What needs to be done: Look below for the line containing "PR #512, opened 2023-05-25"; from there, print each line exactly up to and including the line containing "This branch adds", and stop.

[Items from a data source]
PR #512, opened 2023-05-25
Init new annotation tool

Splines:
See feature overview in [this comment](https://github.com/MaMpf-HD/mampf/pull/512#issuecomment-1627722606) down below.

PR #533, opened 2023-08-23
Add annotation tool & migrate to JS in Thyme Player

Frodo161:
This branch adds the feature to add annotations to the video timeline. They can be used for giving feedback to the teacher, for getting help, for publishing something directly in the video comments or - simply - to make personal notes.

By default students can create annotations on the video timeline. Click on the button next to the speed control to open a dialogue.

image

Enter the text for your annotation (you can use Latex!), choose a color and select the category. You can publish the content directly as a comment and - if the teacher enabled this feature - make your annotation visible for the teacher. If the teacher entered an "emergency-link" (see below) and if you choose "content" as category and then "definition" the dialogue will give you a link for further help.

---

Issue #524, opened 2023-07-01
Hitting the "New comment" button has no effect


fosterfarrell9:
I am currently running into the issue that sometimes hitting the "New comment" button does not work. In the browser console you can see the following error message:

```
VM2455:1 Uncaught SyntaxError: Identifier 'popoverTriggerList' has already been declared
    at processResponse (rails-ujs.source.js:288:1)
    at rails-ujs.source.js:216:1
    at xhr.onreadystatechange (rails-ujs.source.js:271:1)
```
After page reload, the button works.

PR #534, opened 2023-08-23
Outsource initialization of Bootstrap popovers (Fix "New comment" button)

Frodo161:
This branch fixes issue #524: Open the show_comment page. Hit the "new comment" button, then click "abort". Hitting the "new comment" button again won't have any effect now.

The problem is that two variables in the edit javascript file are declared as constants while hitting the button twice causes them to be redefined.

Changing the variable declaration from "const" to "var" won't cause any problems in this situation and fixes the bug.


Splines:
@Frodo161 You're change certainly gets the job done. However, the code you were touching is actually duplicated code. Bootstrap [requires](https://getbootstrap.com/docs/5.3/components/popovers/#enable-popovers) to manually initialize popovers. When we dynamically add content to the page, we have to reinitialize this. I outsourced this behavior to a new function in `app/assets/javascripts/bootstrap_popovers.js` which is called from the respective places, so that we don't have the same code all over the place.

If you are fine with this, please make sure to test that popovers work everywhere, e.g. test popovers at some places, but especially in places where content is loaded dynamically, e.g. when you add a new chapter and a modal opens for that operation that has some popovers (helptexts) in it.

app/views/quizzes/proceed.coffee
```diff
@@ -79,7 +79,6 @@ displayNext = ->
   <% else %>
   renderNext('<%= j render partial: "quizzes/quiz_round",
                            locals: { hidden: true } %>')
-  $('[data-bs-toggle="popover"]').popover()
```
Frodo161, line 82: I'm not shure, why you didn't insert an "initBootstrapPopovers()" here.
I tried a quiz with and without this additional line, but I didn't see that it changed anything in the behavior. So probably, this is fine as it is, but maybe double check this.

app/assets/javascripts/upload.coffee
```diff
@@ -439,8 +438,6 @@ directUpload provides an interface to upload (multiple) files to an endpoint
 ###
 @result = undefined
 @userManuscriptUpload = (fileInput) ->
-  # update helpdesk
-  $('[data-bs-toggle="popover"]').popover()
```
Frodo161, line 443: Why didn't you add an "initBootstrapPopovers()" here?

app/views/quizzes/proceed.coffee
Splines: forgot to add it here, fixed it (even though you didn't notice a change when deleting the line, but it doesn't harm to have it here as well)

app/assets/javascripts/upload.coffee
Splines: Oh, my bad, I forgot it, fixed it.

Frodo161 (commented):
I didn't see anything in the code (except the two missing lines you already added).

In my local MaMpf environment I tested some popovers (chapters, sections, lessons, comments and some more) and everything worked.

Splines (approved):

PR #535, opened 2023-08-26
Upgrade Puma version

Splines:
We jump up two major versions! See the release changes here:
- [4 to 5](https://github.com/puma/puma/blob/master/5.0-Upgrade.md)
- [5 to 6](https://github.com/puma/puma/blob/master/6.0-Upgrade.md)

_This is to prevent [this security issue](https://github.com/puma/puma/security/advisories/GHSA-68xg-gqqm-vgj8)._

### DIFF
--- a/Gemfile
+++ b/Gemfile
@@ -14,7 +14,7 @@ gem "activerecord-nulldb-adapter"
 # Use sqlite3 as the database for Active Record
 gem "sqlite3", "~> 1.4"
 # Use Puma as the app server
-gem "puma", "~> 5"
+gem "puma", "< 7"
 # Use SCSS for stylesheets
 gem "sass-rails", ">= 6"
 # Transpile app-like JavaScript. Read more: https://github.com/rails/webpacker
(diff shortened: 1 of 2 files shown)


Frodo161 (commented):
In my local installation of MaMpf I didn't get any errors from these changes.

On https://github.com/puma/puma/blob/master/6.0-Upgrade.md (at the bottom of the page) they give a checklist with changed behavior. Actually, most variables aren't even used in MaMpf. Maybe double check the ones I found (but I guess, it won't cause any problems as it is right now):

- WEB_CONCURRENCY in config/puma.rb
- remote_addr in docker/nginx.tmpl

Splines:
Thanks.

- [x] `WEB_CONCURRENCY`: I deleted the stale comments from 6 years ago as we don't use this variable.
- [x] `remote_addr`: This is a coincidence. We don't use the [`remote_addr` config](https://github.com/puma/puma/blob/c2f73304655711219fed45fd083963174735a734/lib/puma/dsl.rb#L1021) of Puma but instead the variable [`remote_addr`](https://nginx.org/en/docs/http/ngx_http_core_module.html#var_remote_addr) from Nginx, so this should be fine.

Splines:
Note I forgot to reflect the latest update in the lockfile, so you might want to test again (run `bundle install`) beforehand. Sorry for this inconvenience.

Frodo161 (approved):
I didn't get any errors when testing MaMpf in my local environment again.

Solution to this task:
PR #512, opened 2023-05-25
Init new annotation tool

Splines:
See feature overview in [this comment](https://github.com/MaMpf-HD/mampf/pull/512#issuecomment-1627722606) down below.

PR #533, opened 2023-08-23
Add annotation tool & migrate to JS in Thyme Player

Frodo161:
This branch adds the feature to add annotations to the video timeline. They can be used for giving feedback to the teacher, for getting help, for publishing something directly in the video comments or - simply - to make personal notes.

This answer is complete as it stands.